How To Approach Adding A primary Key To An Existing Table

  • In our vendor created/managed DB we have a table that is like an audit table the vendor uses for tracking down issues. It's something you can turn on or off via the application that uses the DB.  The table has NO Primary Key. It does have a date stamp like column so we've used it as the way to determine order of operations. The problem is it's no consistent. When I make a change it stamps it with my time, my time zone.  We know that it uses other times because that last X rows in the table based on this time stamp have times that have yet to come, that are 1 or more hours in the future.  Trying to get teh software vendor to explain this has proven difficult because they see it as something they use and not really clients.

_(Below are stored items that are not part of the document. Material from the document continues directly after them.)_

PR #39, opened 2017-04-02
ConfigurationChecker with embedded servlet container

kkovarik:
### ISSUE ADDRESSED
* when using embedded tomcat & default db configuration (ohf.server.localhostUri.check = true), OpenHub won´t start, as ConfigurationChecker tries to ping server, however tomcat is not yet started, resulting in following exception:
`org.openhubframework.openhub.api.exception.ConfigurationException: Configuration error - 
parameter 'ohf.server.localhostUri' with value 'http://localhost:8080' is probably wrong, 
URI isn't reachable.`

### CHANGES
* ConfigurationChecker now listens to ApplicationReadyEvent from Spring, http://docs.spring.io/spring-boot/docs/current/api/org/springframework/boot/context/event/ApplicationReadyEvent.html
* related issue on StackOverflow: http://stackoverflow.com/questions/28240403/spring-boot-wait-for-web-server-to-start

### DIFF
--- a/core/src/main/java/org/openhubframework/openhub/core/confcheck/ConfigurationChecker.java
+++ b/core/src/main/java/org/openhubframework/openhub/core/confcheck/ConfigurationChecker.java
@@ -35,10 +35,10 @@ import org.apache.http.impl.client.HttpClients;
 import org.slf4j.Logger;
 import org.slf4j.LoggerFactory;
 import org.springframework.beans.factory.annotation.Autowired;
+import org.springframework.boot.context.event.ApplicationReadyEvent;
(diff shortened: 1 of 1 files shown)


pjuza (approved):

We can use it because we can access teh DB to query it. We can even modify some things like adding our own custom tables, views, UDF's and in some cases depending on the table, add triggers.

    What I'd like to try to do is add a PK to this thing so we can get the data form it in the actual order it occurred and not what the time stamp has. My concern is that it's an existing table with a LOT-O-ROWS and because it captures every Update, Insert and Edit command it's highly volatile.

    Thoughts? Ideas? Suggestions? Maybe even a prophecy or 2?

     

    Kindest Regards,

    Just say No to Facebook!
  • If the table is just a heap (you said there's no PK, but that doesn't necessarily mean there's no clustered index), as you know, you'll have to rewrite the whole table to add any kind of clustered index (PK or not).  In that case, you'd likely want to use the create-a-new-table-and-switch-over-to-it approach.  For that, you'd need the disk space and some way to tell new rows in that that table from old ones for rows added while you're copy the bulk of the old rows to the new table.

    SQL DBA,SQL Server MVP(07, 08, 09) "It's a dog-eat-dog world, and I'm wearing Milk-Bone underwear." "Norm", on "Cheers". Also from "Cheers", from "Carla": "You need to know 3 things about Tortelli men: Tortelli men draw women like flies; Tortelli men treat women like flies; Tortelli men's brains are in their flies".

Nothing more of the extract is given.